I have a project where I have a vibration PSD profile (G^2/Hz). I'd like to use this to create random time-series displacement data to feed into a dynamic model to evaluate performance in the presence of vibe.
The problem occurs when I convert from G^2/Hz to displacement/time, and then back to the identical (or very near it) G^2/Hz profile. I create random time-series data, but when I convert back to the frequency domain, it doesn't match up. The re-created PSD has content up to twice the frequency domain I'm initially putting in, and the RMS values don't match up.
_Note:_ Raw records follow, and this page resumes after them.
PR #854, opened 2026-05-02
fix(ui): refresh attached session status immediately on exit

yaroshevych:
## Summary
When I am exiting a session with "/q", agent-deck navigates to the list of sessions, but the session which I just closed, takes 2-3 seconds to be marked with "X". This PR addresses this.

- reconcile the just-attached session status synchronously when returning to the main UI
- clear stale hook fast-path state for that session before live tmux polling
- refresh delayed attach-return pane caches as a secondary repaint

## Tests
Manual test:
- Create new session, enter it, then close with "/q"
- agent-deck navigates to list of sessions, closed session is marked with "X"

Unit tests:
- rtk go test ./internal/ui

### DIFF
--- a/internal/session/hook_watcher.go
+++ b/internal/session/hook_watcher.go
@@ -143,6 +143,13 @@ func (w *StatusFileWatcher) GetHookStatus(instanceID string) *HookStatus {
 	return w.statuses[instanceID]
 }
 
+// ClearHookStatus removes the cached hook status for an instance.
+func (w *StatusFileWatcher) ClearHookStatus(instanceID string) {
+	w.mu.Lock()
+	defer w.mu.Unlock()
+	delete(w.statuses, instanceID)
+}
+
 // loadExisting reads all current status files on startup.
 func (w *StatusFileWatcher) loadExisting() {
 	entries, err := os.ReadDir(w.hooksDir)
--- a/internal/session/instance.go
+++ b/internal/session/instance.go
@@ -3236,14 +3236,22 @@ func (i *Instance) GetHookStatus() (string, bool) {
 	return i.hookStatus, fresh
 }
 
-// ClearHookStatus resets the hook-based status, forcing the next UpdateStatus()
-// to fall through to polling. Used when the user manually overrides status (e.g., pressing 'u'
-// to unacknowledge after an Escape interrupt where the Stop hook didn't fire).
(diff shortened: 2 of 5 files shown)


asheshgoplani (changes requested):
Hi @yaroshevych — thanks for the fix. Dual-review (Claude + Codex) caught one real concern that I'd like resolved before merge.

**The fix is incomplete.** `refreshAttachedSessionStatus` calls `ClearHookStatus()` to invalidate the in-memory hook state, but `UpdateStatus()` (called immediately after on the same instance) reloads the hook JSON from disk when `hookStatus == ""`. So a stale "running" hook record persisted on disk will be reloaded, override the cleared in-memory state, and keep the exited session shown as running — defeating the point of the fix.

Source paths to look at:
- `internal/ui/home.go:3225` (your new `refreshAttachedSessionStatus`)
- `internal/session/instance.go:2844-2867` (the `UpdateStatus` hook reload path)

The unit test you added (`TestStatusUpdateMsg_ReconcilesAttachedSessionBeforeRender`) uses a plain instance path that doesn't exercise this hook reload branch, so it passes despite the gap.

**Suggested fix:** either
1. Also clear the on-disk hook file (or write a status-aware "exited" record) in `refreshAttachedSessionStatus` before calling `UpdateStatus`, or
2. Have `ClearHookStatus` set a sticky flag on the instance that `UpdateStatus` honors instead of reloading from disk

Either approach + an extended test that creates a stale "running" hook file before triggering the message would close the gap.

Other notes from the review (non-blocking):
- The synchronous reconcile + the delayed `attachReturnRefreshMsg` now both do `RefreshPaneInfoCache` + `refreshSessionRenderSnapshot` — a doubled pass on attach return. On 100+ session hosts worth measuring, but probably fine.
- `inst.UpdateStatus()` ignores the returned error — consistent with existing call sites but means tmux transient failures go unsurfaced.
- A short inline comment at the new call site in `home.go` explaining why the synchronous reconcile precedes the delayed refresh would help future readers.

Once the hook-reload edge case is closed I'm happy to merge.

Committed by Ashesh Goplani

yaroshevych:
Thanks for the feedback. This should be fixed now.

yaroshevych:
@asheshgoplani , any chance you can have another look? I believe I have addressed the feedback. Thanks

PR #861, opened 2026-05-05
fix(git/setup): eliminate TOCTOU race in executable-bit dispatch

spawnia:
## Problem

`FindWorktreeSetupScript` and `buildSetupCmd` both call `os.Stat` on the same path independently. If the file's state changes between the two calls (e.g. a concurrent `git rebase` temporarily removing the file from the main worktree), `FindWorktreeSetupScript` succeeds but `buildSetupCmd` falls through to `sh -e`, ignoring the shebang line.

**Observed**: On WSL2 (Ubuntu 24.04, ext4), agent-deck v1.7.79 created a worktree while the main worktree was mid-rebase (`rebase (start): checkout origin/master` in reflog). The setup script's `#!/bin/bash` shebang was ignored and `sh -e` was used, causing `set -euo pipefail` to fail with:

```
/home/user/project/.agent-deck/worktree-setup.sh: 2: set: Illegal option -o pipefail
```

The file is `100755` in git and on disk — the race between the two independent `os.Stat` calls is the only explanation.

Debug log entry:
```json
{"time":"2026-05-05T10:05:51.890891494+02:00","level":"WARN","msg":"worktree_setup_script_failed","error":"worktree setup script failed: exit status 2","output":"Running worktree setup script...\n.../.agent-deck/worktree-setup.sh: 2: set: Illegal option -o pipefail\n"}
```

## Fix

Capture `os.FileMode` at discovery time in `FindWorktreeSetupScript` and thread it through `RunWorktreeSetupScript` → `buildSetupCmd`, removing the redundant stat.

## Breaking changes (internal only)

- `FindWorktreeSetupScript` now returns `(string, os.FileMode)` instead of `string`
- `RunWorktreeSetupScript` takes an additional `os.FileMode` parameter

Both are `internal/` functions — `CreateWorktreeWithSetup` (the public-facing API) is unchanged.

## Tests

All existing tests updated and passing (`go test ./internal/git/ -run "Setup|Shebang" -v -count=1`). Added `TestFindWorktreeSetupScript_PresentExecutable` to verify the mode is correctly captured.

## Environment

- Agent Deck v1.7.79
- WSL2, Ubuntu 24.04, kernel 6.6.87.2-microsoft-standard-WSL2
- ext4 filesystem, `core.filemode=true`

### DIFF
--- a/internal/git/bare_repo_test.go
+++ b/internal/git/bare_repo_test.go
@@ -207,7 +207,7 @@ func TestFindWorktreeSetupScript_BareRepo(t *testing.T) {
 		t.Fatal(err)
 	}
 
-	got := FindWorktreeSetupScript(projectRoot)
+	got, _ := FindWorktreeSetupScript(projectRoot)
 	if got != scriptPath {
 		t.Errorf("FindWorktreeSetupScript(%q) = %q, want %q", projectRoot, got, scriptPath)
 	}
--- a/internal/git/setup.go
+++ b/internal/git/setup.go
@@ -12,12 +12,14 @@ import (
 
 // FindWorktreeSetupScript returns the path to the worktree setup script
 // if one exists at <repoDir>/.agent-deck/worktree-setup.sh, or empty string.
-func FindWorktreeSetupScript(repoDir string) string {
+// The returned os.FileMode captures the file's permission bits at discovery
+// time, eliminating a TOCTOU race between finding and dispatching the script.
+func FindWorktreeSetupScript(repoDir string) (string, os.FileMode) {
 	p := filepath.Join(repoDir, ".agent-deck", "worktree-setup.sh")
-	if _, err := os.Stat(p); err == nil {
-		return p
+	if info, err := os.Stat(p); err == nil {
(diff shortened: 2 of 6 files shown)


asheshgoplani (approved):

- **Diff is correct**: Captures `os.FileMode` once in `FindWorktreeSetupScript` and threads it into `buildSetupCmd`, eliminating the second `os.Stat` window. The TOCTOU race against a concurrent `git rebase` (which is exactly the WSL2 reproduction described) is closed.
- **Internal-only signature change**: `CreateWorktreeWithSetup` (the public API) is unchanged. All in-tree callers updated.
- **Tests**: `go test ./internal/git/ -run 'Setup|Shebang' -race -count=1` — 17/17 pass. New `TestFindWorktreeSetupScript_PresentExecutable` correctly asserts the captured mode reflects the executable bit, complementing the existing non-executable case.
- **Full package**: `go test ./internal/git/... -count=1` clean.

Thanks for the careful debug — the reflog evidence + log entry made this trivial to validate. LGTM.

PR #863, opened 2026-05-05
fix(worktree): expand ~ in path_template to home directory

spawnia:
## Summary

`path_template` in `[worktree]` config does not expand `~` to the user's home directory, unlike `default_location` which does. This causes worktrees to be created as relative paths from the project root, resulting in paths like `/home/user/project/~/.agent-deck/worktrees/...`.

This adds `~` expansion in `resolveTemplate` (consistent with `GenerateWorktreePath`) so that `path_template = "~/.agent-deck/worktrees/{repo-name}/{branch}"` resolves correctly.

## Test plan

- [x] Added test case for tilde expansion in `TestResolveTemplate`
- [x] All existing template tests continue to pass

🤖 Generated with Claude Code

### DIFF
--- a/internal/git/template.go
+++ b/internal/git/template.go
@@ -4,6 +4,7 @@ import (
 	"crypto/rand"
 	"encoding/hex"
 	"net/url"
+	"os"
 	"path/filepath"
 	"regexp"
 	"strings"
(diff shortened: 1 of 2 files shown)


asheshgoplani (approved):

- **Diff is correct**: Mirrors the existing `~` expansion logic in `GenerateWorktreePath` (`internal/git/git.go:285-294`) verbatim. The two functions had diverged; this realigns them.
- **Bug reproduced**: Reverted just the fix in `template.go` and ran the new test — it fails with `/Users/me/src/my-project/~/.agent-deck/worktrees/my-project/feature-branch` (the literal-`~` glued onto repoRoot, exactly as described). Re-applied the fix and the test passes.
- **Test is portable**: `mustUserHomeDir()` helper computes expected at runtime so it works on any CI.
- **Full suite**: `go test ./internal/git/... -count=1` clean, `go vet ./...` clean.

LGTM.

This sanity check needs to work before I can confidently put the time-series data into the model, so I'm a bit hung up...
Code below: % Create noise (centered 1), pump it through PSD, and then calc gRMS noise_range = 0.02 noise = noise_range*randn(1,N)+(1-noise_range/2); PSD_noise = PSD.*noise;
%Calculate gRMS for original PSD and noise-injected PSD gRMS = sqrt(max(cumtrapz(PSD0(:,1),PSD0(:,2)))); gRMS_noise = sqrt(max(cumtrapz(f,PSD_noise))); %These match up, the gRMS of my noisy PSD is nearly identical to my input PSD
% Create time and displacement t = linspace(0, N*dt, N); x = (1/sqrt(N))*real(ifft(sqrt(PSD_noise))); x = (x*9.81)./sqrt(std(x)); disp('Parceval"s Theorem says this result should = gRMS') sum(abs(x).^2) %This answer is similar to the gRMS of my noisy/input PSD, but now off by ~10%
%Now I convert time-series displacement back to frequency domain and should get the same PSD back out: N = length(x); xdft = fft(x); xdft = xdft(1:N/2+1); psdx = (1/(Fs*N)).*abs(xdft).^2; psdx(2:end-1) = 2*psdx(2:end-1); psdx = psdx*sqrt(N)*9.81; freq = 0:Fs/length(x):Fs/2;
When I end up plotting freq vs psdx, I get frequency content over double of what was put in, and my gRMS is orders of magnitude below what was expected.